Namun, muncul beberapa isu terkait bahaya vaksin dan para antivaksin yang mulai
merajalela di sosial media. Saya sendiri sangat menghargai pendapat
masing-masing orang, baik yang pro vaksin maupun yang anti vaksin. Namun setiap
ada informasi yang diperoleh, ada baiknya kita wajib mencari tahu kebenaran
dari setiap berita. Apalagi berita yang diterima tidak banyak mencantumkan
referensi yang kuat.
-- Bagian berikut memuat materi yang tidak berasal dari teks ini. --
PR #4424, opened 2019-11-04
Disable block placement in adventure mode

mathiascode:
Players shouldn't be able to place blocks in adventure mode.


mathiascode:
Any opinions on this PR?

PR #4431, opened 2019-12-02
ProtocolBlockTypePalette merged to BlockTypePalette

### LINKED ISSUE #4381: Create an upgrade table for blocks
We'll need a table that will provide the data for upgrading blocks from 1.12 to 1.13. Basically, a map of {BlockTypeNumber, BlockMeta} to {BlockTypeName, BlockState}, such as this:
```
0	0	minecraft:air
1	0	minecraft:stone
1	1	minecraft:granite
...
54	2	minecraft:chest	facing	north	type	single
54	3	minecraft:chest	facing	south	type	single
...
```
This will be used by the world loader to upgrade older worlds. For now, we just need it as a string, preferably as a github gist. The format is `<BlockTypeNumber><tab><BlockMeta><tab><BlockTypeName><tab><BlockState1><BlockState1Value>...`
For blocks that need more information in 1.13+ than the old data value provides (such as a chest doesn't know in older formats whether it's a single or double chest, or a wall doesn't know which sides it is attached to), choose a reasonable default, like shown in the example.

Note: This will be A LOT of boring manual work! Multiple people can work on this, if you claim a range of the block type numbers. I don't suppose there's any datasource we could use to extract the data, rather than typing it manually, but maybe someone has already done something like this (maybe Minutor?) Investigate first.

madmaxoft:
The two objects were almost identical in functionality, so they were merged into a single one.

Fixes #4381.


madmaxoft:
This is now ready for review.
The main points are:
- `ProtocolBlockTypePalette` functionality has been moved to `BlockTypePalette` and the `ProtocolBlockTypePalette` type removed completely
- `BlockTypePalette` can load the palette from strings / files, in three formats (described in the header):
    - blocks.json, as produced by vanilla server (so that new protocols' palettes can be added simply by users, rather than having to wait for us)
    - Regular TSV, a somewhat stripped version of the same data, produced by $/Tools/BlockTypePaletteGenerator; this file type is better suited for storage in the repository, rather than the raw blocks.json (550 KiB instead of 1.4 MiB; and avoiding possible copyright issues from Mojang)
    - Upgrade TSV, a special version of the regular TSV that uses BlockType + BlockMeta representation for the numeric IDs and is meant for upgrading pre-1.13 worlds (generated from Minutor data)

Note that the class is not yet used by the main codebase, so the only client code for it is the tests. THe first usage will come in a subsequent PR.

Tools/BlockTypePaletteGenerator/UpgradeGenerator.lua
```diff
@@ -0,0 +1,223 @@
...
+	return registry
+end
+
+
+
+
+
+--- Returns the prefix that is common for all block type names in the registry
+-- aRegistry is the parsed registry, as returned from parseRegistry()
+local function findCommonPrefix(aRegistryTable)
```
NiLSPACE: I see some of these functions are in `UpgradeGenerator.lua` and `Generator.lua`. Is it an idea to put those in a different file so they can be shared?

madmaxoft: Not worth the trouble for just a handful of functions. The scripts will most likely never be touched again, only run against newer data files from newer minecraft versions.

PR #4433, opened 2019-12-05
WebAdmin improvements

mathiascode:
- Cleaned up unused, duplicated and messy CSS
- Simplified HTML
- Fixed scaling on smaller screens
- Made UI elements larger for better touch screen experience (Android)
- Changed the color scheme to match Cuberite's green color
- Fixes an issue where the logout link wouldn't work if you were located on a subpage

- (Updated Cuberite Windows icon to match Android's shape)

Fixes #4068

image
image
image

PR #4436, opened 2019-12-11
Increased padding on bottom of webadmin page

ajusa:
This is to resolve issue #4068 

I was unable to reproduce the issue locally, as I don't have access to any machines running MacOS. However, given that two people responded with saying that the fix worked for them, and it has no noticeable issues with the latest version of Chrome, I created this pull request.

Before:
Screenshot from 2019-12-10 19-27-00

After:
Screenshot from 2019-12-10 19-35-08

As a side note, I realize that #4433 will probably fix this issue, but it targets an overall redesign of the webadmin page, and this pull request aims to fix this specific issue for current users. Let me know if there are any issues!

### DIFF
--- a/Server/webadmin/files/style.css
+++ b/Server/webadmin/files/style.css
@@ -51,6 +51,7 @@ h1 {
     vertical-align: middle;
     margin-top: 25px;
 	margin-bottom: 25px;
+    padding-bottom: 65px;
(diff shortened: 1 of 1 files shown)


madmaxoft:
Thanks, and welcome to the team :)

PR #4440, opened 2019-12-25
Output the binaries into a per-configuration Server subfolder.

madmaxoft:
Make (sym)links to the original Server subfolder's items from the per-configuration Server subfolder.

This way we can compile x86 and x64 targets from the same set of sources, each has a different binary output folder. Yet they all share the same base plugins, webadmin etc.

Previously:
```
$
+-- Server (binaries from all builds go here)
  +-- Plugins ...
```

This PR:
```
$
+-- Server (unused)
+-- BuildDir1
  +-- Server (binaries for BuildDir1 output here)
    +-- Plugins ... (symlink to $/Server/Plugins ...)
+-- BuildDir2
  +-- Server (binaries for BuildDir2 output here)
    +-- Plugins ... (symlink to $/Server/Plugins ...)
```


madmaxoft:
(waiting for CI artifact collection to show the problems with the PR)

madmaxoft:
@mathiascode I'd appreciate your feedback here; you touched the Appveyor builds last :) This PR might change the paths to the artifacts needed for the main webpage downloads.

mathiascode:
I'd prefer it if we didn't include paths in artifact names. While the current way of pushing artifacts doesn't support changing the file name without copying the files to the root folder, using the appveyor command should work.

Something like this under after_build (or a separate script) should do, but I can't test it right now.
```
- appveyor PushArtifact '%BUILD_DIR%\Server\Cuberite.zip' -FileName Cuberite.zip
- appveyor PushArtifact '%BUILD_DIR%\Server\PDBs.zip' -FileName PDBs.zip
- appveyor PushArtifact '%BUILD_DIR%\Server\AutoAPI.zip' -FileName AutoAPI.zip
- appveyor PushArtifact '%BUILD_DIR%\Server\ManualAPI.zip' -FileName ManualAPI.zip
- appveyor PushArtifact '%BUILD_DIR%\Server\.luacheckrc' -FileName .luacheckrc
```

madmaxoft:
Thanks, trying that out now.
I've squashed the intermediate commits, they're not needed anymore; just left the artifact pushing as a separate commit for now.

madmaxoft:
Done. Big rebuilds now :)

mathiascode:
Linux builds are crying a bit right now.

madmaxoft:
What do you mean?

mathiascode:
https://builds.cuberite.org/job/Cuberite%20Linux%20x64%20Master/1066/console

madmaxoft:
Hm, in-source builds are really bothersome. I'll have to come up with a fix for that.

madmaxoft:
#4442.

mathiascode:
AppVeyor seems to restore outdated server files now. I noticed that the webadmin changes aren't included in new builds.
image

madmaxoft:
Yeah, the cache there is not helping at all, and causes all kinds of problems. I'll try setting the cache only to the CMake-related files.

mathiascode:
I checked the contents of the Cuberite zip file, and it seems like the following files are missing compared to earlier:
- furnace.txt
- README.txt
- Cuberite_high_detail_debug.cmd
- Cuberite_medium_detail_debug.cmd
- lua5.1.dll

mathiascode:
Also a bit interesting that install_windows_service.cmd and delete_windows_service.cmd are included in Linux builds, but not the Windows ones.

Bukankah sudah tertera dalam QS. Al-Hujarat ayat 6: “
hai orang-orang yang beriman, jika datang kepadamu orang fasik membawa suatu
berita, maka periksalah dengan teliti agar kamu tidak menimpakan suatu musibah
kepada suatu kaum tanpa mengikuti keadaanya yang menyebabkan kamu menyesal atas
perbuatan itu.”
Disini saya akan mengutip beberapa statemen dan informasi mengenai
kontroversi vaksin dan tanggapan saya mengenai hal tersebut:
1. Beberapa
statemen yang menyatakan anak mereka cenderung lebih sehat tanpa menggunakan
vaksin. Anak yang diberi vaksin cenderung rentan terkena sakit dibandingkan
anak yang tidak diberi vaksin.
Dari statemen ini, yang wajib kita kritisi adalah apakah penyataan
tersebut bukan subjektif dan didukung oleh data-data yang objektif? Seperti
layaknya suatu penelitian, kita harus tahu validitas informasi yang diketahui.
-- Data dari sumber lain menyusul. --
PR #4442, opened 2019-12-28
Fix in-source builds

madmaxoft:
When configuring, don't create symlinks if link == orig.

### DIFF
--- a/src/CMakeLists.txt
+++ b/src/CMakeLists.txt
@@ -344,31 +344,41 @@ SET_TARGET_PROPERTIES(${CMAKE_PROJECT_NAME} PROPERTIES
 
 
 # Create a symbolic link from ${orig} to ${link}
+# If the orig and link point to the same thing, does nothing (-> in-source build)
 # If ${link} already exists, does nothing.
 function(make_symlink orig link)
 	# Get OS dependent path to use in `execute_process`
-	message("Creating symlink, orig = ${orig}; link = ${link}")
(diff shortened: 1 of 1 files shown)


src/CMakeLists.txt
```diff
@@ -344,30 +344,33 @@ SET_TARGET_PROPERTIES(${CMAKE_PROJECT_NAME} PROPERTIES
...
 	file(TO_NATIVE_PATH "${orig}" orig)
 	file(TO_NATIVE_PATH "${link}" link)
 
-	if (NOT EXISTS ${link})
-		if (CMAKE_HOST_UNIX)
-			set(command ln -s ${orig} ${link})
-		else()
-			if (IS_DIRECTORY ${orig})
-				set(command cmd.exe /c mklink /j ${link} ${orig})
+	if (NOT "${orig}" STREQUAL "${link}")
```
peterbell10: This makes the nesting quite deep. Will an early return work instead?
```cmake
if (EXISTS "${link}")
	return()
endif()
```

madmaxoft: That's better, I couldn't find if cmake had returns. I'll rework this.

madmaxoft:
The Appveyor times are insane, over an hour for a CI build :(

madmaxoft:
The builds still fail when configured into a folder requiring escaping (such as containing a space). But I'm already in my pajamas.

PR #4444, opened 2019-12-29
Appveyor: Cache only the CMakeCache file.

madmaxoft:
Caching the entire build folder would overwrite the symlinked Plugins, webadmin etc.


madmaxoft:
This seems to already work, the first build was taking ages (~29 minutes per single configuration), but it failed due to some internal Appveyor error, I've restarted it now and the cache has already been re-used.

mathiascode:
AppVeyor, stop being so drunk...
image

Semisal jika seorang menyimpulkan hasil penelitianya dengan membandingkan anak
pertama dan anak kedua saja tentu saja hal tersebut mempunyai banyak ancaman
validitas. Bisa jadi anak pertama dan kedua memiliki riwayat kehamilan yang
berbeda meskipun dibesarkan dalam lingkungan yang sama. Belum lagi pengalaman
orang tua mendidik anak pertama dan anak kedua, misalnya saat anak pertama
orangtua cenderung lebih mawas dan berhati-hati, sehingga merasa sakit sedikit
anak segera diobati misalnya. Maka dari itu pentingnya kita mencari tahu data
yang akurat seperti jurnal penelitian sehingga kita tahu beberapa sampel yang
digunakan dalam penelitian tersebut dan lain-lain.
Selain itu, bisa jadi anak yang tidak divaksin tersebut tidak
terkena penyakit karena terlindungi dari sekelompok anak yang divaksin. Jadi
analoginya vaksin merupakan payung dalam sekelompok orang/komunitas yang memberi
manfaat proteksi bagi sekelompok orang apabila mayoritas kelompok tersebut
divaksin. Istilah tersebut dikenal dengan herd immunity (Ismail, 2014).
2.
Kurang
lebih 7 orang dari jurusan S1 medis (contoh kedokteran, keperawatan, kesehatan
masyarakat, dll) yang saya tanya apakah vaksin dikaji lebih spesifik saat
perkuliahan, atau sering dijadikan penelitian skripsi dll? mengingat vaksin
merupakan rutinitas yang selalu ada di setiap waktunya. Sayangnya informasi
yang saya peroleh masi berupa kajian pengantar. Saya mulai curiga dan
penasaran. Jika saya tidak mencari tahu mungkin saya mengasumsikan bahwa vaksin
hanya bisa diteliti oleh pihak tertentu dan dirahasiakan.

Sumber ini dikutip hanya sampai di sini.